Holy Puppymill Batman! I am just a no talent has been and I make money selling dogs and pretending to be a rescue. 

They are despicable.


----------



## InkedMarie (Mar 11, 2009)

sablegsd said:


> Holy Puppymill Batman!
> 
> They are despicable.


That made me laugh. I saw something online with them, don't remember if it was a Cesar show or something else. Burt Ward looked horrible IMO


----------



## beach_angel05 (Sep 13, 2009)

ShutterBug said:


> I can't comment to whether they're reputable or not, but their website is one of the most horridly put together, annoying to navigate websites I've ever encountered! Yikes.


I couldn't agree with you more on their layout...urgh


----------



## Purplex15 (May 28, 2007)

> I saw something online with them, don't remember if it was a Cesar show or something else. Burt Ward looked horrible IMO


you could be thinking of when they appeared on California's Gold (hosted by the always amazing Huell Howser). They appeared on that a few years ago (I want to say it was early 2000's but dont remember exactly). I did read that Heull issued a public statement, saying he got a lot of backlash for that episode, and that he wishes he hadn't featured them.


----------



## Pai (Apr 23, 2008)

Inga said:


> Those people should be ashamed of themselves posing as a rescue when they are nothing more then a puppymill. It is so sad because it gives people are really bad view of other rescues that work so hard.

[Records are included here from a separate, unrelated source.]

PR #405, opened 2021-10-01
Weekly Consul compat tests

findkim:
Runs compatibility tests with Consul in parallel and adds it to weekly CI jobs.
* Fix tests looking for artifacts in old paths (missing task subdir)
* Refactor tests to run in parallel by version
  * Reworked temp directories to not overlap across versions

Tests passing https://app.circleci.com/pipelines/github/hashicorp/consul-terraform-sync/1858/workflows/7185eedf-177e-4c37-9b61-0bb8a4690876/jobs/3655

TODO follow up and add Consul 1.11 when released.

I tried using hc-install library to fetch the latest version within minor releases, but it requires adding an internal dependency which would break builds for OSS users locally.

### DIFF
--- a/.circleci/config.yml
+++ b/.circleci/config.yml
@@ -79,6 +79,28 @@ jobs:
           paths:
             - /go/pkg/mod
 
+  consul_compatibility_tests:
+    environment:
+      GO111MODULE: "on"
+      GO_VERSION: "1.16"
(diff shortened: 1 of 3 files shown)


mkam (approved):
Excited to have these running more regularly! 🎊

PR #433, opened 2021-10-11
Update CRT configuration to build on release branches

mkam:
Regex support is not supported yet, so listing n-2 release branches.

### DIFF
--- a/.release/ci.hcl
+++ b/.release/ci.hcl
@@ -9,7 +9,12 @@ project "consul-terraform-sync" {
   github {
     organization = "hashicorp"
     repository = "consul-terraform-sync"
-    release_branches = ["main"]
+    release_branches = [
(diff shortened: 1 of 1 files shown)


sarahethompson:
> In hindsight, I included `release/0.2.x` and `release/0.3.x`, but if the CRT code isn't on those branches, I'm not sure that we'd be able to use CRT to release these older versions.

Yeah, we would need to backport the CRT related things to those branches? Will releases be going out soon from those branches? We can open some PRs tomorrow to get things enabled!

mkam:
@sarahethompson We don't have any plans right now to release to those branches, I had mostly included them in case we require a patch version in the future. I'd say it would be nice to have it in those branches so that we're ready if a patch is needed, but it's not urgent!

There are many 'horse rescues' like this, too. They're basically breeders that try to use 'donations' and 'adoption fees' and a tax exemption to boost profit.


----------



## beach_angel05 (Sep 13, 2009)

I agree, they're all equally bad


----------



## Iwnnamastiff (Mar 15, 2010)

Hi 
New to the forum....... 
And I hate to tread jack but,
I was wondering if someone could point me in the right direction 
I am looking to rescue a Mastiff in the New England area and haven't had any luck so far. If I can't find a rescue then maybe a someone could suggest a good breeder. 

Thanks


----------



## InkedMarie (Mar 11, 2009)

Iwnnamastiff said:


> Hi
> New to the forum.......
> And I hate to tread jack but,
> I was wondering if someone could point me in the right direction
> ...


Charlestown? Wow, my son lived there but moved to Claremont in November. 
Do a google search for FORM (Friends of rescued mastiffs), there is someone in NH


----------



## BooLette (Jul 11, 2009)

Wowza! That website was scary!


----------